Work item:
Print back every record below, exactly as it stands.

Task material:
PR #216, opened 2020-11-09
Add a macro for loading Google OR Tools in a platform independent manner

lolski:

Google OR-Tools is not platform-independent - it has separate library files for Mac, Linux and Windows. Therefore, it would be ideal if we can allow the user to load the library from the respective repository without having to deal with making sure it works for the right platform.

The solution we came up with is by adding a Bazel macro for loading the library depending on the platform. For example, if you invoke Bazel in a Mac machine, it will correctly load the library meant for Mac. The same applies to the other operating systems.


library/maven/artifacts.bzl
```diff
@@ -227,4 +227,4 @@ artifacts = {
     "org.yaml:snakeyaml": "1.25",
     "org.zeromq:jeromq": "0.5.2",
     "org.zeroturnaround:zt-exec": "1.10",
-}
+}
```
alexjpwalker, line 230: missing newline
```suggestion
}

```

library/ortools/BUILD
```diff
@@ -1,47 +1,20 @@
...
+        "@platforms//os:linux",
+    ],
 )
+
+config_setting(
+    name = "is_windows",
+    constraint_values = [
+        "@platforms//os:windows",
+    ],
+)
```
alexjpwalker, line 20: missing newline
```suggestion
)

```

library/ortools/deploy/BUILD
```diff
@@ -0,0 +1,47 @@
...
+        "@google_or_tools_linux//:ortools-java-" + version + "-javadoc.jar",
+
+        "@google_or_tools_windows//:pom-runtime.xml",
+        "@google_or_tools_windows//:ortools-win32-x86-64-" + version + ".jar",
+        "@google_or_tools_windows//:ortools-win32-x86-64-" + version + "-sources.jar",
+        "@google_or_tools_windows//:pom-local.xml",
+        "@google_or_tools_windows//:ortools-java-" + version + ".jar",
+        "@google_or_tools_windows//:ortools-java-" + version + "-sources.jar",
+        "@google_or_tools_windows//:ortools-java-" + version + "-javadoc.jar",
+    ]
```
alexjpwalker, line 46: Feels like there's a fair bit of duplication here, not clear how to avoid it though

library/ortools/deploy/deps.bzl
```diff
@@ -0,0 +1,63 @@
...
+"""
+exports_files([
+    "ortools-win32-x86-64-{0}-sources.jar",
+    "ortools-win32-x86-64-{0}.jar",
+    "pom-runtime.xml",
+
+    "pom-local.xml",
+    "ortools-java-{0}.jar",
+    "ortools-java-{0}-sources.jar",
+    "ortools-java-{0}-javadoc.jar"
```
alexjpwalker, line 60: There's a fair bit of duplication here as well

alexjpwalker (approved):
It feels like there is room for improvement, perhaps making some of the rules more concise, but if it works and allows us to build Grakn Core then we should go ahead and merge this and perhaps brush it up later. Left a couple of suggested changes which are minor edits

library/maven/artifacts.bzl
lolski: Fixed

library/ortools/BUILD
lolski: Fixed

library/ortools/deploy/BUILD
lolski: What do you say about this approach: https://github.com/graknlabs/dependencies/pull/216/commits/08944c10fdf20b9841a698ac3f749c39b67a8b9a

library/ortools/deploy/deps.bzl
lolski: What do you say about this approach: https://github.com/graknlabs/dependencies/pull/216/commits/08944c10fdf20b9841a698ac3f749c39b67a8b9a

library/ortools/deploy/BUILD
lolski: with an additional renaming here: https://github.com/graknlabs/dependencies/pull/216/commits/fed7ef86c4bfed978c1f0bc7be337805f686f2c9

library/ortools/deploy/deps.bzl
lolski: with an additional renaming here: https://github.com/graknlabs/dependencies/pull/216/commits/fed7ef86c4bfed978c1f0bc7be337805f686f2c9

Your solution:
PR #216, opened 2020-11-09
Add a macro for loading Google OR Tools in a platform independent manner

lolski:

Google OR-Tools is not platform-independent - it has separate library files for Mac, Linux and Windows. Therefore, it would be ideal if we can allow the user to load the library from the respective repository without having to deal with making sure it works for the right platform.

The solution we came up with is by adding a Bazel macro for loading the library depending on the platform. For example, if you invoke Bazel in a Mac machine, it will correctly load the library meant for Mac. The same applies to the other operating systems.


library/maven/artifacts.bzl
```diff
@@ -227,4 +227,4 @@ artifacts = {
     "org.yaml:snakeyaml": "1.25",
     "org.zeromq:jeromq": "0.5.2",
     "org.zeroturnaround:zt-exec": "1.10",
-}
+}
```
alexjpwalker, line 230: missing newline
```suggestion
}

```

library/ortools/BUILD
```diff
@@ -1,47 +1,20 @@
...
+        "@platforms//os:linux",
+    ],
 )
+
+config_setting(
+    name = "is_windows",
+    constraint_values = [
+        "@platforms//os:windows",
+    ],
+)
```
alexjpwalker, line 20: missing newline
```suggestion
)

```

library/ortools/deploy/BUILD
```diff
@@ -0,0 +1,47 @@
...
+        "@google_or_tools_linux//:ortools-java-" + version + "-javadoc.jar",
+
+        "@google_or_tools_windows//:pom-runtime.xml",
+        "@google_or_tools_windows//:ortools-win32-x86-64-" + version + ".jar",
+        "@google_or_tools_windows//:ortools-win32-x86-64-" + version + "-sources.jar",
+        "@google_or_tools_windows//:pom-local.xml",
+        "@google_or_tools_windows//:ortools-java-" + version + ".jar",
+        "@google_or_tools_windows//:ortools-java-" + version + "-sources.jar",
+        "@google_or_tools_windows//:ortools-java-" + version + "-javadoc.jar",
+    ]
```
alexjpwalker, line 46: Feels like there's a fair bit of duplication here, not clear how to avoid it though

library/ortools/deploy/deps.bzl
```diff
@@ -0,0 +1,63 @@
...
+"""
+exports_files([
+    "ortools-win32-x86-64-{0}-sources.jar",
+    "ortools-win32-x86-64-{0}.jar",
+    "pom-runtime.xml",
+
+    "pom-local.xml",
+    "ortools-java-{0}.jar",
+    "ortools-java-{0}-sources.jar",
+    "ortools-java-{0}-javadoc.jar"
```
alexjpwalker, line 60: There's a fair bit of duplication here as well

alexjpwalker (approved):
It feels like there is room for improvement, perhaps making some of the rules more concise, but if it works and allows us to build Grakn Core then we should go ahead and merge this and perhaps brush it up later. Left a couple of suggested changes which are minor edits

library/maven/artifacts.bzl
lolski: Fixed

library/ortools/BUILD
lolski: Fixed

library/ortools/deploy/BUILD
lolski: What do you say about this approach: https://github.com/graknlabs/dependencies/pull/216/commits/08944c10fdf20b9841a698ac3f749c39b67a8b9a

library/ortools/deploy/deps.bzl
lolski: What do you say about this approach: https://github.com/graknlabs/dependencies/pull/216/commits/08944c10fdf20b9841a698ac3f749c39b67a8b9a

library/ortools/deploy/BUILD
lolski: with an additional renaming here: https://github.com/graknlabs/dependencies/pull/216/commits/fed7ef86c4bfed978c1f0bc7be337805f686f2c9

library/ortools/deploy/deps.bzl
lolski: with an additional renaming here: https://github.com/graknlabs/dependencies/pull/216/commits/fed7ef86c4bfed978c1f0bc7be337805f686f2c9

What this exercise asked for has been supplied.